PR #5292, opened 2021-01-26
fix: use pytds driver in SQL Server sample

shubha-rajan:
## Description

Update sample to use pytds, a pure-python driver instead of pyodbc, so that it can work on Cloud Functions

## Checklist


kurtisvg (approved):

cloud-sql/sql-server/sqlalchemy/requirements.txt
```diff
@@ -1,4 +1,5 @@
 Flask==1.1.2
 SQLAlchemy==1.3.22
-pyodbc==4.0.30
+python-tds==1.10.0
```
engelke, line 3: connection_test is still using pyodbc.

engelke (approved):
LGTM once tests pass.

shubha-rajan:
The tests are passing locally while running the proxy, but not on Kokoro. Getting this error.
```
sqlalchemy.exc.DBAPIError: (pytds.tds_base.Error) Client does not have encryption enabled but it is required by server, enable encryption and try connecting again
(Background on this error at: http://sqlalche.me/e/13/dbapi)
```
Any ideas why this error would show up here but not locally?

kurtisvg:
> The tests are passing locally while running the proxy, but not on Kokoro. Getting this error.
> 
> ```
> sqlalchemy.exc.DBAPIError: (pytds.tds_base.Error) Client does not have encryption enabled but it is required by server, enable encryption and try connecting again
> (Background on this error at: http://sqlalche.me/e/13/dbapi)
> ```
> 
> I'm in the process of debugging it. Any ideas why this error would show up here but not locally?

Are we using the same instance? Is it possible there is a "required SSL" bit that was flipped for overground?

shubha-rajan:
> Are we using the same instance? Is it possible there is a "required SSL" bit that was flipped for overground?
Different instance, but both are under the Google org so overground rules should be the same. Running the application works locally too, so I don't think the tests passing is a fluke. 

Also, shouldn't using the proxy mean the connection to the server is SSL-encrypted? Is the issue that it expects encryption while connecting to the proxy server on the client side too?

PR #5305, opened 2021-01-29
fix(run): Clarify the source of GOOGLE_CLOUD_PROJECT var

grayside:
Responding to developer feedback that it is confusing to come from the docs to the main.py and see `GOOGLE_CLOUD_PROJECT` environment variable. This adds the missing context. For more discussion of this feedback, see b/178792002 (internal).

This applies to both Cloud Run and Cloud Functions, let's see what the bot thinks about my tagging both on the PR.

### DIFF
--- a/run/logging-manual/main.py
+++ b/run/logging-manual/main.py
@@ -23,6 +23,9 @@ app = Flask(__name__)
 
 @app.route("/", methods=["GET"])
 def index():
+    # This is set as a custom environment variable on deployment.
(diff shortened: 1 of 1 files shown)


engelke (approved):
LGTM

leahecole (approved):

averikitsch (approved):
This note works but the Java and Node.js samples include the call to the metadata server even if not shown in the sample.

PR #5315, opened 2021-01-31
feat: python version of idp-sql tutorial

glasnt:
## Checklist
- [x] These samples need a new **API enabled** in testing projects to pass (let us know which ones)
- [x] These samples need a new/updated **env vars** in testing projects set to pass (let us know which ones)


run/idp-sql/main.py
```diff
@@ -0,0 +1,304 @@
...
+# is safe to initialize your database connection pool when your script starts
+# -- there is no need to wait for the first request.
+db = None
+
+
+@app.before_first_request
+def create_tables() -> None:
+    global db
+    db = init_connection_engine()
+    # Create tables (if they don't already exist)s
```
averikitsch, line 169: Can we update the votes table to pet_votes. From the node version, we found that there can be an issue between this sample and cloud sql sharing the same table name but not schema. 
```suggestion
    # Create pet_votes table if it doesn't already exist
```

averikitsch (commented):
A few thoughts:
1) Is there an idiomatic way to split main.py into separate files to reduce complexity?
2) A priority is to add a sig term handler to show of that functionality (depending on this postgres library, the db connections can be closed when sigterm is caught)
3) A lesser priority would be to implement better logging. In order for stackdriver to parse the logs correctly they need to be json formatted with a severity property to set for the log level to be parsed.

run/idp-sql/database.py
```diff
@@ -0,0 +1,197 @@
...
+
+    return {
+        "dogs_count": dogs_count,
+        "recent_votes": votes,
+        "cats_count": cats_count,
+    }
+
+
+def save_vote(team: str, uid: str, time_cast: datetime.datetime) -> None:
+
```
averikitsch, line 177: nit: newline

run/idp-sql/Dockerfile
```diff
@@ -6,6 +6,9 @@
 # https://hub.docker.com/_/python
 FROM python:3.9
 
+# Send stdout/stderr out, do not buffer.
+ENV PYTHONUNBUFFERED 1
```
averikitsch, line 10: I'm wondering if this is the best method for flushing logs

run/idp-sql/Dockerfile
```diff
@@ -23,4 +26,5 @@ COPY . ./
 # webserver, with one worker process and 8 threads.
 # For environments with multiple CPU cores, increase the number of workers
 # to be equal to the cores available.
-CMD exec gunicorn --bind :$PORT --workers 1 --threads 8 main:app
\ No newline at end of file
+# Using ENTRYPOINT to ensure SIGTERM is correctly handled.
+ENTRYPOINT ["gunicorn", "--bind", ":8080", "--workers", "1", "--threads", "8", "main:app"]
```
averikitsch, line 30: `CMD exec gunicorn --bind :$PORT --workers 1 --threads 8 --timeout 0 main:app` should work here. We prefer using CMD over entrypoint because it's easily over-writable. Adding the `exec` should ensure SIGTERM is handled.

run/idp-sql/middleware.py
```diff
@@ -0,0 +1,84 @@
...
+
+    return decorated_function
+
+
+# [END cloudrun_python_user_auth_jwt]
+
+# adapted from https://github.com/ymotongpoo/cloud-logging-configurations/blob/master/python/structlog/main.py
+
+
+def field_name_modifier(
```
averikitsch, line 54: Can you add a comment that this is used for formatting the logger

run/idp-sql/requirements.txt
```diff
@@ -3,4 +3,6 @@ SQLAlchemy==1.3.22
 pg8000==1.16.5 # Do not upgrade >=1.6.6 until https://github.com/tlocke/pg8000/commit/3a2e7439ae3613367ec231218d7e0f541466d1e5#commitcomment-43174891 is resolved
 gunicorn==20.0.4
 firebase-admin==4.5.1
-google-cloud-secret-manager==2.1.0
\ No newline at end of file
+google-cloud-secret-manager==2.1.0
+#python-json-logger==2.0.1
```
averikitsch, line 7: Is this needed?

run/idp-sql/main.py
```diff
@@ -0,0 +1,106 @@
...
+    )
+
+
+# https://cloud.google.com/blog/topics/developers-practitioners/graceful-shutdowns-cloud-run-deep-dive
+def shutdown_handler(signal: int, frame: FrameType) -> None:
+    logger.info("Signal received, safely shutting down.")
+    database.shutdown()
+    middleware.logging_flush()
+    print("Exiting process.", flush=True)
+    sys.exit(0)
```
averikitsch, line 97: I've heard that this might not be the right way to exit, is there a way to shutdown the flask server?

run/idp-sql/Dockerfile
glasnt: "Force the stdout and stderr streams to be unbuffered." https://docs.python.org/3/using/cmdline.html#envvar-PYTHONUNBUFFERED

You can also use `import sys; sys.stdout.flush()` to manually force a flush. 

For this example, should I be including multiple settings to ensure logs are flushed, connections are closed, etc, even though they may not have any effect?

run/idp-sql/main.py
glasnt: In this case we are using gunicorn to run flask. Gunicorn handles signals to configure graceful timeouts on TERM ([gunicorn docs](https://docs.gunicorn.org/en/stable/signals.html)) However, we default our gunicorn invocations with `--timeout 0` ([gunicorn docs](https://docs.gunicorn.org/en/stable/settings.html?highlight=timeout#timeout)) ([stack overflow](https://stackoverflow.com/questions/60537977/critical-worker-timeout-in-logs-when-running-hello-cloud-run-with-python-f)). There is docs for flask regarding `werkzeug.server.shutdown`, but I believe that is only useful when having request-based shutdown, and I don't believe with gunicorn that werkzerg would be running anyway.

run/idp-sql/Dockerfile
averikitsch: > For this example, should I be including multiple settings to ensure logs are flushed, connections are closed, etc, even though they may not have any effect?

No, just the main way. A lot of my questions are figuring out what is idiomatic to Python versus what I've seen elsewhere. I assume `PYTHONUNBUFFERED` is the more idiomatic/common way?

run/idp-sql/main.py
averikitsch: sgtm. Thanks for explaining.

run/idp-sql/Dockerfile
glasnt: I believe it is, as it's the method we've used to ensure timely logs getting received by Cloud Logging when working with Cloud Functions.

averikitsch (approved):

tmatsuo (approved):
It's quite a masterpiece.

averikitsch:
@bradmiro @leahecole @grant codeowners please review

grant (approved):

glasnt:
The `retry.sh` script was updated to ensure that failed parts of a step fails the entire step. 

The db connections aren't being cleaned up properly, according to the error: 

```
ERROR: (gcloud.sql.databases.delete) HTTPError 400: Invalid request: failed to delete 
database "idp-sql-database-1c7f6db56c". Detail: pq: database 
"idp-sql-database-1c7f6db56c" is being accessed by other users. (Please use psql 
client to delete database that is not owned by "cloudsqlsuperuser")
```

Adding `close_all_sessions()` didn't work.

The settings from `init_connection_engine` are taken from [another sample](https://github.com/GoogleCloudPlatform/python-docs-samples/blob/3ca7807ec1f97cd693dbe1ee4c00461e74289f4f/cloud-sql/postgres/sqlalchemy/main.py#L28), but I'm not sure if these settings are causing issues (I'm not an sqlalchemy developer). The same sort of cleanup operation (cleaning up databases) doesn't fail in the django version because I think database connections are managed by django itself, so it's not erroring. 

I'd appreciate any assistance.

averikitsch:
The service should already be deleted by the time that the  database is being deleted, so I am not sure what could still be connected. 
@kvg @shubha-rajan can you advise?

> The `retry.sh` script was updated to ensure that failed parts of a step fails the entire step.
> 
> The db connections aren't being cleaned up properly, according to the error:
> 
> ```
> ERROR: (gcloud.sql.databases.delete) HTTPError 400: Invalid request: failed to delete 
> database "idp-sql-database-1c7f6db56c". Detail: pq: database 
> "idp-sql-database-1c7f6db56c" is being accessed by other users. (Please use psql 
> client to delete database that is not owned by "cloudsqlsuperuser")
> ```
> 
> Adding `close_all_sessions()` didn't work.
> 
> The settings from `init_connection_engine` are taken from [another sample](https://github.com/GoogleCloudPlatform/python-docs-samples/blob/3ca7807ec1f97cd693dbe1ee4c00461e74289f4f/cloud-sql/postgres/sqlalchemy/main.py#L28), but I'm not sure if these settings are causing issues (I'm not an sqlalchemy developer). The same sort of cleanup operation (cleaning up databases) doesn't fail in the django version because I think database connections are managed by django itself, so it's not erroring.
> 
> I'd appreciate any assistance.

run/idp-sql/database.py
```diff
@@ -0,0 +1,201 @@
...
+
+def shutdown() -> None:
+    # Each connection was released on execution, so just formally
+    # dispose of the db connection if it's been instantiated
+    if db:
+        db.dispose()
+        logger.info("Database connection disposed.")
+    # Additionally, close all sessions.
+    close_all_sessions()
```
kurtisvg, line 200: I'd suggest flipping these - [from the SQLAlchemy docs](https://docs.sqlalchemy.org/en/13/core/connections.html?highlight=dispose#sqlalchemy.engine.Engine.dispose):

> This has the effect of fully closing all currently checked in database connections. Connections that are still checked out will not be closed, however they will no longer be associated with this Engine, so when they are closed individually, eventually the Pool which they are associated with will be garbage collected and they will be closed out fully, if not already closed on checkin.

run/idp-sql/test/e2e_test_setup.yaml
```diff
@@ -0,0 +1,87 @@
...
+
+steps:
+
+- id: 'Create a dedicated database'
+  name: 'gcr.io/cloud-builders/gcloud'
+  entrypoint: '/bin/bash'
+  args:
+    - '-c'
+    - |
+      ./test/retry.sh "gcloud sql databases create ${_DB_NAME} \
```
kurtisvg, line 23: So ideally, we really should be reusing infrastructure as opposed to recreating / tearing down each time (see [External Resources](https://github.com/GoogleCloudPlatform/python-docs-samples/blob/master/AUTHORING_GUIDE.md#external-resources)).

run/idp-sql/test/e2e_test_cleanup.yaml
```diff
@@ -0,0 +1,41 @@
...
+        "gcloud run services delete ${_SERVICE} --region ${_REGION} --platform ${_PLATFORM} --quiet"
+
+      ./test/retry.sh "gcloud secrets describe ${_SERVICE}-secrets" \
+        "gcloud secrets delete ${_SERVICE}-secrets --quiet --project $PROJECT_ID"
+
+      ./test/retry.sh "gcloud container images describe gcr.io/${PROJECT_ID}/${_SERVICE}:${_VERSION}" \
+        "gcloud container images delete gcr.io/${PROJECT_ID}/${_SERVICE}:${_VERSION} --quiet"
+
+      ./test/retry.sh "gcloud sql databases describe ${_DB_NAME} --instance ${_DB_INSTANCE} --project $PROJECT_ID" \
+        "gcloud sql databases delete ${_DB_NAME} --instance ${_DB_INSTANCE} --quiet --project $PROJECT_ID"
```
kurtisvg, line 33: You may want to consider using fixtures to create / teardown the temporary resources. There is a good example of this in the [run/logging-manual](https://github.com/GoogleCloudPlatform/python-docs-samples/blob/master/run/logging-manual/e2e_test.py) sample.

run/idp-sql/test/e2e_test_setup.yaml
kurtisvg: Realized now this is this database (and not the instance) but it looks like in the [Cloud SQL samples we reuse the database and just create/drop tables](https://github.com/GoogleCloudPlatform/python-docs-samples/blob/d384d10314f89dba48b68f2874da7e1861a5f9f7/cloud-sql/mysql/sqlalchemy/connection_test.py#L81)

run/idp-sql/database.py
kurtisvg: To clarify: 
```
  # Additionally, close all sessions to return connections to the pool
  close_all_sessions()
  # Close the database to clean up any connections
 if db:
        db.dispose()
        logger.info("Database connection disposed.")
```

run/idp-sql/Dockerfile
```diff
@@ -0,0 +1,29 @@
...
+# Copy local code to the container image.
+ENV APP_HOME /app
+WORKDIR $APP_HOME
+COPY . ./
+
+# Run the web service on container startup. Here we use the gunicorn
+# webserver, with one worker process and 8 threads.
+# For environments with multiple CPU cores, increase the number of workers
+# to be equal to the cores available.
+CMD exec gunicorn --bind :$PORT --workers 1 --threads 8 --timeout 0 main:app
```
kurtisvg, line 29: Not sure if `--timeout 0` is hindering things either -- looks like that disables work timeouts?

glasnt:
Current version passes tests, but removes `--timeout 0` from gunicorn and uses NullPool. I'm not certain if these are settings that are suitable for this type of application, if the interface is usable, or if there's other considerations; just because the tests pass now doesn't mean these are good configuration changes for this sample.

run/idp-sql/test/e2e_test_setup.yaml
glasnt: See comment on current state of PR https://github.com/GoogleCloudPlatform/python-docs-samples/pull/5315#issuecomment-783866308

Using this method may make the tests pass, but it will also mean there's potential namespace collision, etc, because in this example the database is created in the client code. 

The nodejs version of this doesn't create/delete databases either https://github.com/GoogleCloudPlatform/nodejs-docs-samples/blob/master/run/idp-sql/test/e2e_test_cleanup.yaml

glasnt:
As discussed with @averikitsch, this now uses NullPool when testing only to work around service delete issues; will re-address when upstream changes happen around those. I'm comfortable with this PR being merged as it is.

(I have the ability to hit the [squash and merge] button with the approvals received, but I'm not sure if I should be merging my own PRs)

averikitsch:
> As discussed with @averikitsch, this now uses NullPool when testing only to work around service delete issues; will re-address when upstream changes happen around those. I'm comfortable with this PR being merged as it is.
> 
> (I have the ability to hit the [squash and merge] button with the approvals received, but I'm not sure if I should be merging my own PRs)

LGTM. Feel free to merge

Issue #5307, opened 2021-01-29
Flaky test in run/django


tmatsuo:
[an example build](https://source.cloud.google.com/results/invocations/7cc562e3-5d16-4c55-9cc4-6838d5375c11/targets)

tmatsuo:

···

> **What needs to be done**
Filter the listing for the word "middleware" and copy each line that has it.

> **Exercise response**
run/idp-sql/middleware.py
+    middleware.logging_flush()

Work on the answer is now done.